- [RECORDS SUPPLIED]:
┄┄┄┄┄┄
PR #252, opened 2020-03-16
Only subset columns if table_columns are a strict subset

xhochy:
cc @mlondschien @jtilly


fjetter:
Is this for performance reasons or what's the issue?

xhochy:
Yes, this and all other PRs from me from yesterday are solely about performance and don't make a difference in behaviour.

PR #254, opened 2020-03-17
Add warning about shuffle method

fjetter:
# Description:

This adds a warning about the data shuffling method since this is a surprise and hard to debug.


lr4d:
hm I no longer have merge rights

Issue #263, opened 2020-03-25
Pandas 1.0 nullable data type produces ArrowTypeError


ged-steponavicius:
### Problem description

pyarrow pa.Schema.from_pandas does not work with new pandas 1.0 nullable integer type which breaks store_dataframes_as_dataset

### Example code 
```
import pandas as pd
from functools import partial
from tempfile import TemporaryDirectory
from storefact import get_store_from_url
from kartothek.io.eager import store_dataframes_as_dataset,update_dataset_from_dataframes

dataset_dir = TemporaryDirectory()

store_factory = partial(get_store_from_url, f"hfs://{dataset_dir.name}")
store = get_store_from_url( f"hfs://{dataset_dir.name}")

df = pd.DataFrame([{'int_col':1},{'int_col':2}])
df['int_col'] = df['int_col'].astype(pd.Int64Dtype())

dm = store_dataframes_as_dataset(
    store_factory,
    "sample_ds", 
    [df]
    )

```

error: ArrowTypeError: Did not pass numpy.dtype object

schema = pa.Schema.from_pandas(df) - does not work
schema = pa.Table.from_pandas(df).schema - works fine

pyarrow 0.16
kartothek 3.8.1

lr4d:
Thanks for the report @ged-steponavicius . I see you also opened this issue in the Arrow JIRA tracker, I'll just link that here for posterity https://issues.apache.org/jira/browse/ARROW-8223

xhochy:
This is a duplicate of https://github.com/JDASoftwareGroup/kartothek/issues/234 and will be fixed in the soon-to-be-released `pyarrow=0.17.0` and there is already a failing unit test in https://github.com/JDASoftwareGroup/kartothek/blob/5cba248cbfe9f7375ea3656850bbc98c7fb1746c/kartothek/io/testing/read.py#L733-L762 (it doesn't fail anymore with the Arrow nightlies).

lr4d:
Thanks for the input @xhochy , I'll close this for now

PR #264, opened 2020-03-25
replaced pa.Schema.from_pandas with pa.Table.from_pandas(df).schema

ged-steponavicius:
fixes https://github.com/JDASoftwareGroup/kartothek/issues/263

works with pyarrow 0.15+


lr4d:
@ged-steponavicius Thanks for your efforts again. Could you add a test for the pandas nullable type? As I presume you already know, the `pa.Table.from_pandas(df)` code fails with `pyarrow==0.13.0` with this dtype

btw @fjetter , given these incompatibilities between pyarrow <0.15 and >0.15, can we drop support for the older versions?

lr4d:
If there's no other way around this, I guess we should drop support for pyarrow<0.17 when 0.17 is released?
┄┄┄┄┄┄
- [GOAL OF THE EXERCISE]: Give the count of lines in the listing where the word "nullable" occurs, with no further words.

- [TASK SOLUTION]: 3